Our soul waits for the Lord; He is our help and our shield.  For our heart rejoices in Him, because we trust in His holy name.

Circle “waits for the Lord” (v.20).  Draw a square around “hope” (v. 18, 22).  “Hope” in these verses means “to wait, to hope for.”  In the margin next to “hope,” write “to wait.” Underline the phrases that show God still sees and cares:  “the Lord looks” (v. 13), “He sees” (v. 13), “He looks” (v. 14), “He who understands” (v. 15), and “the eye of the Lord is on those who fear Him” (v. 18).  Squiggly underline “our heart rejoices…because we trust” (v. 21).  At the end of the psalm, write 40:1-3.

I waited patiently for the Lord; and He inclined to me and heard my cry.

Circle “waited patiently for the Lord” (v. 1).  Underline what God did for David (“He inclined,” “heard my cry,” “brought me up,” etc.).  Squiggly underline “many will see and fear and will trust in the Lord.”  In the margin next to that, write “Others are watching.”  When we wait patiently for the Lord, we are living out our faith and teaching others to trust in God!  At the end of the verse three, write 62:5-8.

My soul, wait in silence for God only, for my hope is from Him.

Circle “wait in silence for God.”  Why do we wait for God only?  Draw squares around what He is:  “my hope” (v. 5), “my rock,” “my salvation,” “my stronghold” (v. 6), “my salvation,” “my glory,” “my strength,” “my refuge” (v 7).  Underline all of verse eight.  At the end of the verse, write 130:5.

I wait for the Lord, my soul does wait, and in His Word do I hope.

Circle “wait for the Lord” and “wait.”  Underline “in His Word do I hope.”  What better way to spend waiting time than in drawing hope from the Word?  At the end of the verse, write Prov. 20:22.

Do not say, “I will repay evil;” wait for the Lord, and He will save you.
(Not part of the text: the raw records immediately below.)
PR #906, opened 2022-04-18
Fix unformatted artifact names

moinnadeem:


moinnadeem:
Yup can do!

examples/run_composer_trainer.py
```diff
@@ -47,7 +47,7 @@ def main() -> None:
     with tempfile.NamedTemporaryFile(mode="x+") as f:
         f.write(hparams.to_yaml())
         trainer.logger.file_artifact(LogLevel.FIT,
-                                     artifact_name="{run_name}/hparams.yaml",
+                                     artifact_name=f"{run_name}/hparams.yaml",
```
hanlint, line 50: This looks to be an incorrect fix -- the `artifact_name` is a format string that gets formatted internally. 

For clarity, perhaps the argument should be named `name_format` or something else instead?

hanlint (changes requested):

examples/run_composer_trainer.py
moinnadeem: Hm, so for reference, I see this on my cloud bucket
image
image

so it seems to me that we're missing a format function on the string somewhere -- let me start running jobs and see if I can track down where this is happening

hanlint: Ah the confusion arises because `artifact_name` in `FileLogger` is formattable (https://github.com/mosaicml/composer/blob/d025644e5786a84ac7edebbc6284813df1503c98/composer/loggers/file_logger.py#L82), but in the `logger.file_artifact` method, `artifact_name` is a string.

moinnadeem:
Ah, @ravi-mosaicml, that isn't the correct solution either. See the attached screenshot.

image

As far as I can tell, I think the crux of the issue comes from `log_file_artifact` failing to format the artifact names at all. Double check me on this though!

See:
1. The `file_artifact` [function implementation](https://github.com/mosaicml/composer/blob/dev/composer/loggers/logger.py#L132)
2. The `log_file_artifact` function for [ObjectStoreLogger](https://github.com/mosaicml/composer/blob/dev/composer/loggers/object_store_logger.py#L287) and [WandB logger](https://github.com/mosaicml/composer/blob/dev/composer/loggers/wandb_logger.py#L99)

If I am seeing this correctly, it looks like neither of these actually format the filename? If you guys agree, I see two options:
1. In `composer/loggers/logger.py`, add a `format_name_with_dist` call before passing the `artifact_name` to destination loggers.
2. In each logger (aka `composer/loggers/object_store_logger.py` and `composer/loggers/wandb_logger.py`), add a call to `format_dist_with_name`. 

I am not opinionated as to which one is correct, any thoughts?

moinnadeem:
@hanlint How sure are you that the `artifact_name` is the format string? I just printed a few values of the artifact name from this call:
https://github.com/mosaicml/composer/blob/dev/composer/loggers/logger.py#L150-159

and they're all formatted. For example, the `artifact_name` parameter will look something like: 
`Artifact name in the file_artifact call: 1650318262-radiant-anaconda/checkpoints/ep0-ba100-rank0`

Circle “wait for the Lord.”  Underline “He will save you.”  Remember, He sees everything and knows all the details.  Don’t take matters into your own hands.  Wait for God to make it all right in the end.  At the end of the verse, write Isa. 40:31.

Yet those who wait for the Lord will gain new strength; they will mount up with wings like eagles, they will run and not get tired, they will walk and not become weary.
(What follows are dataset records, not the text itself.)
PR #908, opened 2022-04-18
WandB multi-rank logging

abhi-mosaic:
This PR changes a few things to improve WandB arifact logging and make multinode logging more user-friendly. Note that the multi-rank features are only really necesary when using DeepSpeed ZERO.

Changes:
* Move the `rank_zero_only` naming behavior to `WandBLogger`, rather than `WandBLoggerHparams`
  * previously, `traner.run_name` was not making its way into the logger
* Stick with WandB Artifacts rather than WandB `.save()`, because the latter doesn't have safe tmpdir+upload+delete_on_finish, which is required for our `LoggerDestination`
* WandB artifact extension is detected based on destination artifact name, not source filename (caused an issue with our temporary YAML file)

Right now, the way I would recommend a user to use the WandB logger with multi-rank is something like this:
```bash
composer -n 8 examples/run_composer_trainer.py -f composer/yamls/models/gpt3_125m.yaml \
  --run_name myrun \
  --save_folder "/tmp/{run_name}" \
  --save_artifact_name "{run_name}/checkpoints/rank{rank}" \
  --save_interval 5ba \
  --save_num_checkpoints_to_keep 1 \
  ...
  --loggers wandb \
  --loggers.wandb.project abhi-multinode-checkpointing \
  --loggers.wandb.rank_zero_only false \
  --loggers.wandb.log_artifacts true
```

This creates `WORLD_SIZE` artifacts that are each linked to one of the `WORLD_SIZE` runs, and within each artifact, there are user-readable tagged versions of the checkpoint, like `entity/runname/runname.checkpoints.rank0.tar:ep0-ba10`. When you download this artifact, you get a `.tar` file with the original `save_filename`.

I tried consolidating the multiple ranks into a single artifact, but had a lot of difficulty doing so. I found a [potentially useful api call here](https://docs.wandb.ai/guides/artifacts/artifact-creation-modes#collaborative-mode), but would like to get this PR merged first as it is useable enough.

TODO @abhi-mosaic : launch an E2E multi-node test and sanity check the WandB UI. Also run with frequent checkpointing to make sure we are never running out of local disk space.

### DIFF
--- a/composer/loggers/wandb_logger.py
+++ b/composer/loggers/wandb_logger.py
@@ -131,7 +131,7 @@ class WandBLogger(LoggerDestination):
 
             if self._enabled and self._log_artifacts:
                 import wandb
-                extension = file_path.name.split(".")[-1]
+                extension = new_artifact_name.split(".")[-1]
                 artifact = wandb.Artifact(name=new_artifact_name, type=extension)
                 artifact.add_file(os.path.abspath(file_path))
                 wandb.log_artifact(artifact, aliases=aliases)
--- a/composer/loggers/wandb_logger.py
+++ b/composer/loggers/wandb_logger.py
@@ -7,7 +7,9 @@ from __future__ import annotations
 import os
 import pathlib
 import re
+import shutil
 import sys
+import tempfile
 import textwrap
 import warnings
 from typing import Any, Dict, Optional
@@ -64,6 +66,10 @@ class WandBLogger(LoggerDestination):
             init_params = {}
         self._init_params = init_params
 
+        # Temporary directory for staging artifact upload
+        tempdir = tempfile.TemporaryDirectory()
+        self._upload_staging_folder = tempdir.name
+
     def log_data(self, state: State, log_level: LogLevel, data: Dict[str, Any]):
         import wandb
         del log_level  # unused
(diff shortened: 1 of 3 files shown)


composer/loggers/wandb_logger.py
```diff
@@ -89,30 +90,45 @@ def state_dict(self) -> Dict[str, Any]:
...
+            if new_artifact_name != artifact_name:
+                warnings.warn(("WandB permits only alpha-numeric, periods, hyphens, and underscores in artifact names. "
+                               f"The artifact with name '{artifact_name}' will be stored as '{new_artifact_name}'."))
+
+            if self._enabled and self._log_artifacts:
+                import wandb
+                extension = new_artifact_name.split(".")[-1]
+                artifact = wandb.Artifact(name=new_artifact_name, type=extension)
+                artifact.add_file(os.path.abspath(file_path))
+                wandb.log_artifact(artifact, aliases=aliases)
```
ravi-mosaicml, line 131: ooooh, I didn't realize that wandb supports `alias`'s. That's awesome, so we can implement the `symlink_artifact` API for wandb. (Not in this PR; that's for another one).

examples/run_composer_trainer.py
```diff
@@ -43,15 +43,16 @@ def main() -> None:
...
-    # Log the config to an artifact store
-    with tempfile.NamedTemporaryFile(mode="x+") as f:
-        f.write(hparams.to_yaml())
-        trainer.logger.file_artifact(LogLevel.FIT,
-                                     artifact_name=f"{trainer.logger.run_name}/hparams.yaml",
-                                     file_path=f.name,
-                                     overwrite=True)
-
-    # Print the config to the terminal on each local rank 0
+    # Log the config to an artifact store if global rank 0
```
ravi-mosaicml, line 46: I'm being a real nit lol

```suggestion
    # Only log the config once, since it should be the same on all ranks.
```

ravi-mosaicml (approved):
LGTM; thanks!

composer/loggers/wandb_logger.py
abhi-mosaic: WandB also supports references to external object stores like S3, GCS, which could be a more "enterprise" solution than storing everything on WandB: https://docs.wandb.ai/guides/artifacts/references#s3-gcs-references

This would also simplify multi-gpu and multi-node WandB logging in 99% of cases, because rank0 could build a single artifact that just stores pointers to S3 URIs of each ranks' checkpoints.

Fair warning, this might make your head spin... do `LoggerDestinations` have to know about eachother? Does `ObjectStoreLogger` call `wandb_logger.log_file_artifact(s3_uri)`? Do we implement a 2-stage system like:

```python
# self.storage_logger is a single choice, like ObjectStoreLogger
# self.non_storage_loggers is a list of loggers like WandB, MLFLow, TensorBoard, etc.

device_reference_url = self.storage_logger.log_file_artifact(..., ...)
all_reference_urls = dist.all_gather(device_reference_url)
for logger in self.non_storage_loggers:
  for url in all_reference_urls:
    logger.log_reference(url)
```

So much fun to be had! 🙃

Circle “wait for the Lord.”  Underline all the beautiful promises for those who wait:  “gain new strength,” “mount up with wings,” “run and not get tired,” and “walk and not become weary.”  At the end of the verse, write Lam. 3:25.
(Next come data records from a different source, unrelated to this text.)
Issue #907, opened 2022-04-18
Time initialization behaves inconsistently


coryMosaicML:
## To reproduce

Creating an instance of time this way fails correctly because noninteger values are not allowed when the unit is epochs:
```
from composer.core import Time, TimeUnit

time = Time(0.5, TimeUnit.EPOCH)
```

However, creating it this way succeeds, but not with the value the user intended:
```
from composer.core import Time, TimeUnit

time = Time.from_timestring("0.5ep")
print(time)
```
```Time(0, TimeUnit.EPOCH)```

## Expected behavior

Both of these should fail because integer values are required when using epoch units. The same behavior also exists for units of batches, samples, and tokens. Right now, converting from float to integer using `from_timestring` can potentially introduce unexpected and difficult to find bugs.

## Additional information
A better solution could be to allow non-integer values for these units. A time of `0.5 epochs` is a valid time, and would be useful in cases where a quantity has units of time but should not be restricted to integer values.

ravi-mosaicml:
The time tracking design does not incorporate any time conversion between units, so supporting fractional epochs will not be possible. But yes, we should error if `int(time) != float(time)` when the unit is epochs / batches / tokens / samples.

PR #909, opened 2022-04-18
Add Exponential Moving Average (EMA) algorithm

coryMosaicML:
This PR adds exponential moving average (ema) as an algorithm. 

The functional implementation should be similar to other EMA implementations as far as hparams go.

The composer trainer implementation's hparams are a little different, since the time abstraction makes it possible to convert the hyperparams into a more interpretable form. There is a little ugliness here though because
1. It is not possible to do unit conversion with the time abstraction currently, so `half_life` and `update_interval` must have the same units. It would be really nice if one could write `half_life="2ep"` and `update_interval="10ba"` but unit conversion is needed for this. I don't believe we intend to change this.
2. The time abstraction doesn't allow non-integer values in units of epochs or batches, so one can't set `half_life="1.5ep"`. Because of [#907](https://github.com/mosaicml/composer/issues/907#issue-1207423730) this will still work but silently give behavior equivalent to `half_life="1ep"`. I plan on doing a PR to fix this later.

Another bit of ugliness is that currently composer does not support before/after checkpointing events, or a separate evaluation model, so `state.model` in the checkpoint will be the training model rather than the ema model, while the ema model should be used for inference. To remedy this, I added a `ema_algorithm.get_ema_model(model)` method to the algorithm to extract the ema model, but this places the burden on the user of extracting the model themselves after training.  Otherwise, graceful resumption becomes difficult. 

Default hyperparameters for the composer algorithm corresponds to a smoothing value of `smoothing=0.993` (`half_life="100ba"`) which is a little lower (less smoothing) than TensorFlow's recommended values of `decay` between `0.999` and `0.9999`. This default is a little more conservative, so open to suggestions on if it should be changed to match the TF recommendations.  

Runs:
[ResNet50-i1k-wds default hparams
](https://wandb.ai/mosaic-ml/cory-ema/runs/26nggw97?workspace=user-corymosaicml)[ResNet50-i1k-wds train with ema weights](https://wandb.ai/mosaic-ml/cory-ema/runs/3ks1l8f3?workspace=user-corymosaicml)
[DeepLabV3+-wds default hparams
](https://wandb.ai/mosaic-ml/cory-ema/runs/1eo29qlb?workspace=user-corymosaicml)[GPT3-125M default hparams](https://wandb.ai/mosaic-ml/cory-ema/runs/etnwtgiu?workspace=user-corymosaicml)


composer/algorithms/ema/ema.py
```diff
@@ -0,0 +1,260 @@
...
+        shadow_model.param_list = parameters
+        shadow_model.buffer_list = buffers
+        setattr(self, name, shadow_model)
+
+    def load_state_dict(self, state: Dict[str, Any], strict: bool = False):
+        for attribute_name, serialized_value in state.items():
+            self.load_shadow_model(attribute_name, serialized_value["parameters"], serialized_value["buffers"])
+
+
+class ShadowModel:
```
growlix, line 228: Spooky 👻

composer/functional/__init__.py
```diff
@@ -22,6 +22,7 @@
 from composer.algorithms.colout import colout_batch
 from composer.algorithms.cutmix import cutmix_batch
 from composer.algorithms.cutout import cutout_batch
+from composer.algorithms.ema import ema
```
growlix, line 25: might have to rename cuz of docs issue

composer/functional/__init__.py
```diff
@@ -44,6 +45,7 @@
     "colout_batch",
     "cutmix_batch",
     "cutout_batch",
+    "ema",
```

The Lord is good to those who wait for Him, to the person who seeks Him.

Circle “wait for Him.”  Underline “the Lord is good.”  Notice what God wants us to do while we are waiting for Him.  At the end of the verse, write Micah 7:7.

But as for me, I will watch expectantly for the Lord; I will wait for the God of my salvation.  My God will hear me.

Circle “wait for the God.”  Underline “my God will hear me.”  Blessed assurance! At the end of the verse, write Isa. 30:18.

Therefore the Lord longs to be gracious to you, and therefore He waits on high to have compassion on you.  For the Lord is a God of justice; how blessed are all those who long for Him.

I know we’re backtracking but I wanted to end on this wonderful thought:  God waits for you, too!  Circle “He waits.”  Draw a square around “longs” and “long” and in the margin next to it write, “literally means ‘waits’.”  God waits for His people to trust in Him so He can bless them.  Remember His grace and compassion.  Remember His desire to take care of you.  

While you’re praying, “Please, God,” keep acting in ways that please God.  May the Lord bless you as you wait for Him.